- [WHAT THIS TASK INVOLVES]:
Go through the material below and count the lines in which the word "single" occurs; the only output is the number.

======== PROVIDED RECORDS

PR #7580, opened 2025-09-04
fix: `Exif::iso()` supports array

### LINKED ISSUE #7569: ISOSpeedRatings in Kirby\Image\Exif can be an array
When setting the $iso property in Kirby\Image\Exif that data can be an array in some instances, not a string. This throws an error.

I ran into this problem today batch importing images. It was [posted previously on the forum](https://forum.getkirby.com/t/after-adding-multiple-images-kirby-throws-error-in-exif-php/34032). The proposed solution works.

Using Kirby 5.0.4

distantnative:
### 🐛 Bug fixes

- `Exif` class now supports arrays for `ISOSpeedRatings `
#7569

### For review team

### DIFF
--- a/src/Image/Exif.php
+++ b/src/Image/Exif.php
@@ -25,7 +25,7 @@ class Exif
 	protected string|null $exposure = null;
 	protected string|null $focalLength = null;
 	protected bool|null $isColor = null;
-	protected string|null $iso = null;
+	protected string|array|null $iso = null;
 	protected Location|null $location = null;
 	protected string|null $timestamp = null;
 	protected int $orientation;
@@ -94,7 +94,7 @@ class Exif
 	/**
 	 * Returns the iso value
 	 */
-	public function iso(): string|null
+	public function iso(): string|array|null
 	{
 		return $this->iso;
 	}


afbora (approved):
I think we should mention this because it involves a breaking change, although it is rare.

distantnative:
I don't think it is a breaking change technically. As those cases when the code now would return an array would fully crash beforehand - so there shouldn't be any code/setup that worked before but now breaks due to this change.

afbora:
@distantnative I know, so what happens if there are developers who use `->iso()` in their application and expects a `string`?

distantnative:
@afbora It would run into an error if `ISOSpeedRatings` is an array. But it would already run into an error before this PR as well. Just a different one. That's why I don't think this is a breaking change - it doesn't break any existing setups that aren't already broken in the first place.

afbora:
@distantnative That's right 👍 🙂

lukasbestle:
Not sure TBH. With the old code, an image with an ISO array triggered a PHP fatal error because of the wrong return type. Now it suddenly depends on what the calling code does with the return value. It could fail much more subtly and in a way that is very hard to spot.

Idea:

- Given that the feature does not seem to be used often, we could implement an intermediary solution for v5 that returns the first array item, unbreaking the current fatal error.
- In v6 we could then change it to the implementation in this PR, thus supporting the full feature set.

afbora:
If the developer runs it inside a try-and-catch and it behaves differently inside the catch, that's also a breaking change. But I think this is a one-in-a-million case 🙂 I agree with Nico and would prefer it be considered a fixed bug.

lukasbestle:
But what speaks against the two-step fix to be on the safe side?

afbora:
@lukasbestle Although it is very rare, we can fix it in just two steps :) I am still OK with the two step solution to avoid taking risks 👍

bastianallgeier:
For the two-step fix, we could change the base for this PR to v6/develop and create another one to return the first array item.

bastianallgeier:
I've created a second PR for the non-breaking fix: https://github.com/getkirby/kirby/pull/7585

PR #7581, opened 2025-09-05
feat: Replace `pointer-events: none` with logic

### LINKED ISSUE #7493: `pointer-events: none` on disabled fields/inputs
We are using this to prevent some interaction with UI elements. However, it also prevents desirable interactions (e.g. being able to select the value of a disabled field).

I think we should remove the general `pointer-events: none`  on all disabled fields/inputs but rather define very precisely if interaction with certain field elements needs to be prevented.

distantnative:
## Description

Replacing the general `pointer-events: none` for disabled fields/inputs with very specific rules per field and adding the necessary logic to continue not allowing certain actions when field is disabled.

### ✨ Enhancements

- Values of disabled Panel fields can be selected 
#7493

### For review team

### DIFF
--- a/panel/src/components/Forms/Blocks/Blocks.vue
+++ b/panel/src/components/Forms/Blocks/Blocks.vue
@@ -57,7 +57,11 @@
 			</k-draggable>
 
 			<!-- No blocks -->
-			<k-empty class="k-blocks-empty" icon="box" @click="choose(blocks.length)">
+			<k-empty
+				class="k-blocks-empty"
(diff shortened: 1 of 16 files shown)


bastianallgeier (commented):
I went through all the fields in the lab and the disabled states worked great. There's one tiny exception in the tags field. The plus button still shows up …

Image

bastianallgeier:
I've fixed the appearing button

bastianallgeier (approved):

PR #7589, opened 2025-09-13
fix: Disable form controls while processing

### LINKED ISSUE #7586: Save button UX
Hello Kirby team,

In Kirby 5 save button is clickable during save process, which is pretty irritating on larger pages which takes more time to save, because user don't know what is going on, is it saving or not. The only signal that something is happening is a small circle instead of home icon at site title, which is not visible if user is lower in the page. So most users keep clicking the save button thinking it will speed up the save process. 

In Kirby 4 save button was nicely disabled during save process, so we knew save process is happening. 

Can you do something to improve the save process UX, please?

distantnative:
### 🐛 Bug fixes

- Panel form controls are disabled again while saving
#7586

### For review team

### DIFF
--- a/panel/lab/components/formcontrols/index.vue
+++ b/panel/lab/components/formcontrols/index.vue
@@ -58,6 +58,9 @@
 				@submit="log('submit')"
 			/>
 		</k-lab-example>
+		<k-lab-example label="Saving">
+			<k-form-controls :has-diff="true" :is-processing="true" />
+		</k-lab-example>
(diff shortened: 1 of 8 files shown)


bastianallgeier (commented):
We kept the rest of the form controls stupid and I think I would do that for the processing state as well. It's a bit more work, but I would add an is-processing prop and provide the state from outside.

bastianallgeier (approved):

PR #2711, opened 2026-08-03
switch for consistently enabling gradient tracking

### LINKED ISSUE #2661: add config arg for inplace scatter

for xai work:

We are using WeatherGenerator for Layer-wise Relevance Propagation (LRP) interpretability work. This requires computing gradients with respect to the ERA5 input tokens, rather than the model weights, so the autograd computation graph needs to remain intact through the forward pass.
While looking at this workflow, we noticed a small autograd-related point in EmbeddingEngine.forward in engines.py that is relevant for interpretability use cases. The current code is:
tokens_all.scatter_(0, scatter_idxs, torch.cat(x_embeds) + pe_embed[pe_idxs])
 
Our understanding is that, because tokens_all is a requires_grad=False tensor, the in-place scatter_ operation does not preserve the autograd graph back to the ERA5 input tokens. The forward-pass values appear to be unchanged; the difference is in whether gradients can be tracked for interpretability workflows.
We have tested a few possible ways of handling this locally, and would welcome your guidance on which approach would best fit the WeatherGenerator codebase.

Agreed upon config flag change

_No response_

### Area

- [x] model
- [x] science
- [ ] documentation
- [ ] performance

enssow:
## Description

In the current WeatherGenerator setup when the model does a forward pass, it runs through `_scatter` in some instances this does not preserve the autograd graph back to the ERA5 input tokens. I've implemented a switch in the config. Will add some sample runs to show that performance of model doesn't change here.

## Issue Number

Closes #2661 

### DIFF
--- a/config/default_config.yml
+++ b/config/default_config.yml
@@ -92,6 +92,8 @@ load_chkpt: {}
 norm_type: "LayerNorm"
 qk_norm_type: null  # if null, defaults to norm_type
 
+lrp_enabled: False
+
 #####################################
 
 streams_directory: "./config/streams/era5_1deg/"
--- a/src/weathergen/model/engines.py
+++ b/src/weathergen/model/engines.py
@@ -123,8 +123,12 @@ class EmbeddingEngine(torch.nn.Module):
             scatter_idxs = self.get_scatter_idxs_vectorized(batch)
             scatter_idxs = scatter_idxs.unsqueeze(1).repeat((1, self.cf.ae_local_dim_embed))
 
-            # actual scatter operation and apply per cell positional encoding
-            tokens_all.scatter_(0, scatter_idxs, torch.cat(x_embeds))
+            # for xai lrp technique 
+            if self.cf.lrp_enabled:
+                tokens_all = tokens_all.scatter(0, scatter_idxs, torch.cat(x_embeds))
+            else:
+                # actual scatter operation and apply per cell positional encoding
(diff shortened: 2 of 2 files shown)


config/default_config.yml
```diff
@@ -92,6 +92,8 @@ load_chkpt: {}
 norm_type: "LayerNorm"
 qk_norm_type: null  # if null, defaults to norm_type
 
+lrp_enabled: False
```
clessig, line 95: The meaning of config options should be self-explanatory, at least for someone familiar with the model. This is not the case here.

src/weathergen/model/engines.py
```diff
@@ -123,8 +123,12 @@ def forward(self, batch, pe_embed):
             scatter_idxs = self.get_scatter_idxs_vectorized(batch)
             scatter_idxs = scatter_idxs.unsqueeze(1).repeat((1, self.cf.ae_local_dim_embed))
 
-            # actual scatter operation and apply per cell positional encoding
-            tokens_all.scatter_(0, scatter_idxs, torch.cat(x_embeds))
+            # for xai lrp technique 
+            if self.cf.lrp_enabled:
+                tokens_all = tokens_all.scatter(0, scatter_idxs, torch.cat(x_embeds))
+            else:
+                # actual scatter operation and apply per cell positional encoding
```
clessig, line 130: The comment should be above the if-statement, the comment in l126 above l128

clessig (commented):
Thanks for the contribution. Minor changes required.

PR #2717, opened 2026-08-03
Fix NaN poisoning from mask-excluded tokens in SSL L1 loss

sophie-xhonneux:
In `_masked_l1_loss_per_sample`, masked-out tokens were zeroed by multiplying with the mask, but NaN * 0 = NaN, so a non-finite value at an excluded position poisoned the whole loss (and its gradients). Fixed by selecting with `torch.where(mask.bool(), per_token_loss, 0.0)` so excluded positions contribute exactly zero. Sanity-tested: NaN outside the mask now yields the expected finite L1 mean, a NaN inside the mask still propagates, and gradients are unchanged for finite inputs.

🤖 Generated with [Claude Code](https://claude.com/claude-code)


sophie-xhonneux:
Tracking issue: #2723. Also opened against `develop-ssl-diffusion-v1` as #2725 (same commit, cherry-picked).

PR #2718, opened 2026-08-03
Make loss-spike batch skip a global all-reduce decision across ranks

sophie-xhonneux:
Under DDP the loss-spike/NaN skip decision was computed only on rank 0 and broadcast, but losses are rank-local, so a NaN or spike on ranks 1..N-1 with a finite rank-0 loss was never skipped and its gradients poisoned the all-reduce (only the GradScaler silently rejected the step). Every rank now evaluates the spike/NaN check on its local loss (each maintaining its own history) and the flags are combined with an all-reduce MAX (logical OR), so an anomaly on any rank skips the batch on all ranks. Collective-call symmetry is preserved in all code paths and the non-distributed path is unchanged; jsonl logging stays rank-0-only.

🤖 Generated with [Claude Code](https://claude.com/claude-code)

### DIFF
--- a/src/weathergen/train/trainer.py
+++ b/src/weathergen/train/trainer.py
@@ -1230,7 +1230,7 @@ class Trainer(TrainerBase):
             skip_flag = torch.tensor(
                 [int(should_skip)], dtype=torch.int32, device=self.device or torch.device("cpu")
             )
-            torch.distributed.broadcast(skip_flag, src=0)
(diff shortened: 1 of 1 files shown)


sophie-xhonneux:
Tracking issue: #2724. Also opened against `develop-ssl-diffusion-v1` as #2726 (same commit, cherry-picked).

Issue #2721, opened 2026-08-04
NaNs in SSL


sophie-xhonneux:
# Description

When running space JEPA, we get NaNs. For example:
```
/e/home/jusers/xhonneux2/jupiter/projects/dev-ssl/WeatherGenerator/src/weathergen/train/trainer.py:1304: RuntimeWarning: Mean of empty slice
  + f"{self.cf.general.istep:06d} : loss = {np.nanmean(avg_loss):.4E} "
000 : 00010/02046 : 000010 : loss = NAN (lr=1.23E-06, s/sec=0.058)
	
LossPhysical.ERA5.mse.avg : 8.4205E-01 	
LossPhysical.loss_avg : 8.4205E-01 	
LossLatentSSLStudentTeacher.loss_avg : nan 	

000 : 00020/02046 : 000020 : loss = NAN (lr=1.83E-06, s/sec=0.088)
	
LossPhysical.ERA5.mse.avg : 7.9669E-01 	
LossPhysical.loss_avg : 7.9669E-01 	
LossLatentSSLStudentTeacher.loss_avg : nan
```

Using Fable to analyse it was found that they come from uninitialized GPU memory: EmbeddingEngine.forward (src/weathergen/model/engines.py:89) allocates tokens_all = torch.empty(num_tokens, dim) and fills it with scatter_, but num_tokens counts tokens from all streams while the embed loop skips streams with an nn.Identity embed — i.e. your target-only, diagnostic ERA5 stream (diagnostic: true / sources_size == 0, engines.py:55-57). In the teacher's target view, that ERA5 stream contributes ~52,000 token rows that are never written and stay as garbage memory. Random bit patterns make ~0.2% of those elements NaN; one NaN is enough — local assimilation spreads it to ~65% of cells and the aggregation engine's global attention to 100% of teacher tokens. The student's model_input view has no ERA5 source tokens (its rows are fully covered), so LossPhysical stays finite while LossLatentSSLStudentTeacher goes NaN. I reproduced and instrumented this end-to-end on a free GH200 on this node — on every teacher forward: num_tokens=108632, nonfinite=113187, bad_rows=52174, skipped=[('ERA5','identity')], while every student forward is clean.

Why the symptoms looked the way they did

- Intermittent ~57% on the cluster: whether the garbage memory happens to contain NaN bit patterns depends on allocator reuse — nondeterministic per batch. On my repro node it was 100%.
[...]

PR #2722, opened 2026-08-04
Fix bugs related to uninitialised GPU memory and istep

### LINKED ISSUE #2720: istep not passed to loss modules
# Description

istep is being passed from trainer.py to loss_calculator.py, but from here it doesn't get passed to the loss modules.
This is a bug, e.g. when using context loss warm_up in the JEPA case as the istep will forever be zero. Even worse it
is silent!

sophie-xhonneux:
## Description

Change torch.empty to torch.zeros in StreamEmbedder to ensure there is no uninitialised GPU memory, also skip streams
with stream embed Identity when considering memory to allocate (#2721)

Fix istep not being passed along in loss_calculator.py (#2720)

Config changes for space JEPA (no need to review)

Remark: Linting is broken, but this was true before.

## Issue Number

Closes #2720 #2721


src/weathergen/model/engines.py
```diff
@@ -1171,14 +1181,19 @@ class DeepSSLFusion(nn.Module):
 
     def __init__(self, num_levels: int, dim_embed: int, hidden_factor: int = 2):
         super().__init__()
+        # Intermediate encoder levels are tapped before the encoder's final LayerNorm, so they
+        # arrive on very different (and much larger) scales than the final level. Normalize each
+        # level before concatenating so the fusion and the downstream SSL head see a common scale.
+        self.level_norms = nn.ModuleList([nn.LayerNorm(dim_embed) for _ in range(num_levels)])
```
clessig, line 1187: This change seems unrelated to the problem that is addressed in the PR?

src/weathergen/model/engines.py
```diff
@@ -1171,14 +1181,19 @@ class DeepSSLFusion(nn.Module):
...
         self.proj = nn.Sequential(
             nn.Linear(num_levels * dim_embed, hidden_factor * dim_embed, bias=False),
             nn.GELU(),
             nn.Linear(hidden_factor * dim_embed, dim_embed, bias=False),
         )
 
     def forward(self, levels: list[torch.Tensor]) -> torch.Tensor:
-        return self.proj(torch.cat(levels, dim=-1))
+        normed = [norm(level) for norm, level in zip(self.level_norms, levels, strict=True)]
```
clessig, line 1195: Same as above

src/weathergen/model/model.py
```diff
@@ -690,10 +690,10 @@ def print_num_parameters(self) -> None:
             np.prod(self.encoder.q_cells.shape) if self.encoder.q_cells.requires_grad else 0
         )
 
-        if self.encoder.q_aux:
-            num_params_q_aux = (
-                np.prod(self.encoder.q_aux.shape) if self.encoder.q_aux.requires_grad else 0
-            )
+        # if self.encoder.q_aux:
```
clessig: This change was introduced to make FSDP work

src/weathergen/model/model.py
```diff
@@ -736,8 +736,8 @@ def print_num_parameters(self) -> None:
         print(f" Local assimilation engine: {num_params_ae_local:,}")
         print(f" Local-global adapter: {num_params_ae_adapter:,}")
         print(f" Learnable spatial queries: {num_params_q_cells:,}")
-        if self.encoder.q_aux:
-            print(f" Learnable auxiliary queries: {num_params_q_aux:,}")
+        # if self.encoder.q_aux:
```
clessig: Same as above

clessig (commented):
Minor comments. This PR seems to have some unrelated changes and would break FSDP again, I think.

config/streams/era5_georing_avhrr_synop_lowres_sjepa/avhrr.yml
```diff
@@ -0,0 +1,86 @@
+# (C) Copyright 2024 WeatherGenerator contributors.
```
shmh40, line 1: Configs

src/weathergen/model/model.py
shmh40: Need to revert this I think

src/weathergen/train/loss_modules/loss_module_ssl.py
```diff
@@ -321,7 +321,10 @@ def _masked_l1_loss_per_sample(
     mask_f = mask.to(per_token_loss.dtype)
     token_counts = mask_f.sum(dim=-1)
     valid_samples = token_counts > 0
-    per_sample_loss = (per_token_loss * mask_f).sum(dim=-1) / token_counts.clamp(min=1.0)
+    # torch.where (not multiply): NaN at mask-excluded positions must not poison the sum.
```
shmh40, line 324: Can merge this PR in last so it is after the PR that explicitly does this

src/weathergen/model/model.py
sophie-xhonneux: this broke in single GPU mode for me :/ can you explain the error to me?

sophie-xhonneux: see my comment below, the statement breaks in single GPU mode if q_aux exists because it is a nn.Parameter tensor so not bool or can be reduced to bool

shmh40: Here is the PR:

https://github.com/ecmwf/WeatherGenerator/pull/2686

sophie-xhonneux: we are in the function that prints parameters, does not seem like it will break FSDP

src/weathergen/model/model.py
sophie-xhonneux: we are printing parameters, this should not break FSDP, it doesn't create the parameters

src/weathergen/model/model.py
shmh40: Yes I think you're right it is not fsdp but whether it breaks I think depends if you have register tokens or not right? 

You do have register tokens (I guess), so now it works. But if we want to run with 0 register tokens with this code, we are now doing shape of None and we get an error?

shmh40: So I think we should actually have: 

`
if self.encoder.q_aux is not None:
`

sophie-xhonneux: yes! you are right, I couldn't think of the right check at midnight yesterday so I commented it out, but what you right is correct I think

packages/common/src/weathergen/common/config.py
```diff
@@ -140,7 +140,7 @@ def _strip_interpolation(conf: Config) -> Config:
     stripped = {}
     if OmegaConf.is_dict(conf):
         for key in list(conf.keys()):
-            key = str(key)
+            # key = str(key) # this lines breaks target_source_correspondence please stop re introducing it
```
shmh40: Do we need this for anything else in the config?

I get around it with e.g. `target_source_correspondence: {"0": {"0": independent}}` in target source I think, in case it is necessary for something else in the config

sophie-xhonneux: I would ask the question the other way around, is there any reason this line is needed, it breaks the type assumptions of YAML

clessig (commented):
Can we clean up the PR so that we don't change 20 files unrelated to the problems. In engines.py are also changes that are unrelated?

config/streams/era5_georing_avhrr_synop_lowres_sjepa/avhrr.yml
clessig: They should go to a separate repository

clessig (approved):

PR #2727, opened 2026-08-04
[2712] Time-aggregation loss

### LINKED ISSUE #2712: Task: Add time-aggregated loss for physical time evolution

Producing outputs at a higher temporal frequency than the model’s time-window length now appears to work reasonably well. However, the resulting trajectories sometimes contain undesirable and physically unrealistic jumps within each time window.

This behaviour was observed when using a 6-hour time window with hourly outputs:

Image

A likely explanation is that the output states close to the 6-hour boundaries are more strongly constrained than those near the centre of the window. Consequently, the intermediate states may be less predictable and may evolve inconsistently.

A related problem is discussed in the recent HourGlass preprint, [arXiv:2607.11457](https://arxiv.org/pdf/2607.11457). The paper encourages temporal consistency by applying the training loss not only to the individual output states, but also to temporal statistics and consecutive differences.

https://gitlab.jsc.fz-juelich.de/hedgedoc/s/tzqiMi8vQ

### Area

- [x] model
- [x] science
- [ ] documentation
- [ ] performance

evenmn:
## Description

Time-aggregation loss to avoid jumps within a time window when frequency < window. The ideas are taken from [arxiv:2607.11457](https://arxiv.org/pdf/2607.11457), and the implementation is highly inspired by the Anemoi implementation:

https://github.com/ecmwf/anemoi-core/blob/main/training/src/anemoi/training/losses/aggregate.py

### Invoking the loss

``` bash
train --config ... --options training_config.losses.physical.loss_fcts.mse.time_aggregation_types=[mean,max,min,diff]
```

Screenshot from 2026-08-06 15-14-20

## Issue Number

Closes #2712


clessig (commented):
Before looking at details, I have some high-level questions: why is `_record_time_agg_candidate()` called in the inner loop of the loss computation. I would have expected that this happens in the contructor of `LossPhysical`. Also, could you give an example for how the config looks like. This doens't seem to be commited?

evenmn:
> Before looking at details, I have some high-level questions: why is `_record_time_agg_candidate()` called in the inner loop of the loss computation. I would have expected that this happens in the contructor of `LossPhysical`. Also, could you give an example for how the config looks like. This doens't seem to be commited?

`_record_time_agg_candidate()` checks if each batch is a candidate for time-aggregation loss. Masking and other things may disable the time-aggregation loss. The function name is a little confusing though, should I replace `record` with something more intuitive? 

This is how to enable the time-aggregation loss. I can push `config_forecasting.yml` adn the stream config as well, it's based on the `atmofs05_6x1h` branch

```
train --config ... --options training_config.losses.physical.loss_fcts.mse.time_aggregation_types=[mean,max,min,diff]
```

================

- [ANSWER BELOW]:
2